Viscoelastic Finite Element Modeling of Bimodal High Density Polyethylene (HDPE) Piping Materials for Nuclear Safety-Related Applications

Abstract

The U.S. Nuclear Regulatory Commission (USNRC) has recently approved Relief Requests for the use of high density polyethylene (HDPE) piping in safety-related applications. The ASME Boiler and Pressure Vessel Code, meanwhile, has developed Code Case N-755 that defines the design and service life requirements for PE piping in nuclear plants though it has not as yet been approved by the USNRC. One of the issues of concern is premature failure of PE piping due to slow crack growth (SCG) that can initiate due to a combination of sustained loads, elevated temperatures, and a pre-existing defect. Understanding and predicting the SCG behavior is an essential step in developing a methodology for predicting the service life of PE piping. The first step in studying the failure process in a polymer under a constant sustained load is the selection of a suitable constitutive model to represent the time-dependent behavior of the material.
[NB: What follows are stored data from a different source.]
PR #2699, opened 2020-10-29
Add util functions to determine latest ExecuteCommandAgent version

angelcar:
### Summary

Add util functions to determine latest ExecuteCommandAgent version
### Implementation details

Add util functions to determine latest ExecuteCommandAgent version
### Testing

### Licensing

### DIFF
--- a/agent/engine/execcmd/agent_version.go
+++ b/agent/engine/execcmd/agent_version.go
@@ -1,0 +1,82 @@
+// Copyright Amazon.com Inc. or its affiliates. All Rights Reserved.
+//
+// Licensed under the Apache License, Version 2.0 (the "License"). You may
+// not use this file except in compliance with the License. A copy of the
+// License is located at
+//
+//	http://aws.amazon.com/apache2.0/
+//
+// or in the "license" file accompanying this file. This file is distributed
+// on an "AS IS" BASIS, WITHOUT WARRANTIES OR CONDITIONS OF ANY KIND, either
+// express or implied. See the License for the specific language governing
+// permissions and limitations under the License.
+
+package execcmd
+
+import (
+	"errors"
+	"strconv"
+	"strings"
+)
+
+// TODO: Remove this later, just doing it do make static checks happy about these utils not being invoked anywhere
+func init() {
+	determineLatestVersion([]string{"1.1.1.1"})
+}
+
+const (
+	versionDelimiter  = "."
+	badInputReturn    = -999
+	badFormatErrorStr = "invalid version format"
+)
+
+// compareAgentVersion compares two versions, returning -1 if v1 < v2, 0 if v1 == v2, and 1 if v1 > v2.
+// The version must have only integers representing major, minor, patch, and reserved; delimited by dots (e.g. "1.2.3.4").
+// An error is returned if any of the versions passed as parameter is malformed.
+// example:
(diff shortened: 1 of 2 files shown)


cyastella (approved):

agent/engine/execcmd/agent_version.go
```diff
@@ -0,0 +1,64 @@
...
+	versionDelimiter  = "."
+	badInputReturn    = -999
+	badFormatErrorStr = "invalid version format"
+)
+
+// compareAgentVersion compares two versions, returning -1 if v1 < v2, 0 if v1 == v2, and 1 if v1 > v2.
+// The version must have only integers representing major, minor, patch, and reserved; delimited by dots (e.g. "1.2.3.4").
+// An error is returned if any of the versions passed as parameter is malformed.
+// example:
+// SemverCompare("3.0.236.0", "3.0.237.0") returns -1, nil
```
cyastella, line 19: nit: comment is still referring to `SemverCompare`

angelcar: ah, thanks good catch

agent/engine/execcmd/agent_version.go
```diff
@@ -0,0 +1,64 @@
...
+// SemverCompare("a.b.c.d", "3.0.236.0") returns -999, error
+func compareAgentVersion(v1Str, v2Str string) (int, error) {
+	v1Arr := strings.Split(v1Str, versionDelimiter)
+	v2Arr := strings.Split(v2Str, versionDelimiter)
+
+	if len(v1Arr) != len(v2Arr) {
+		return badInputReturn, errors.New(badFormatErrorStr)
+	}
+	for i := 0; i < len(v1Arr); i++ {
+		v1Int, err := strconv.Atoi(v1Arr[i])
```
cyastella, line 31: I'm wondering if this should be `https://golang.org/pkg/strconv/#ParseUint` instead

agent/engine/execcmd/agent_version.go
```diff
@@ -0,0 +1,82 @@
...
+	return 0, nil
+}
+
+func determineLatestVersion(versions []string) (string, error) {
+	if len(versions) == 0 {
+		return "", errors.New("no versions to compare were provided")
+	}
+	latest := "0.0.0.0"
+	for _, v := range versions {
+		comp, err := compareAgentVersion(v, latest)
```
cyastella, line 73: nit: 1 very minor downside of this is that we'll be parsing some version string multiple times; to work around that, we might need a struct for this version type. No strong opinion on this since that could be over-engineering

agent/engine/execcmd/agent_version.go
angelcar: great suggestion! changed and added checks for negative versions :)

agent/engine/execcmd/agent_version.go
angelcar: You're right, although I prefer to keep things simple since these we won't be using these version other than as strings, and we don't expect load/stress when using this functions, so this is a reasonable approach IMO

cyastella: agree

cyastella (approved):

sharanyad (approved):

In this paper, uniaxial tensile creep tests were performed for a bimodal HDPE (PE4710) piping material. This creep data was used to determine the viscoelastic material constants for this bimodal HDPE using a power-law creep model. These material constants were used in finite element (FE) analyses to study the viscoelastic behavior of the bimodal HDPE. As a first step, the FE model was verified by comparing the results from numerical simulations and experiments for a set of uniaxial tensile creep tests. The FE model was then applied to study the viscoelastic behavior of a SCG specimen. The time dependent stress and strain fields were investigated.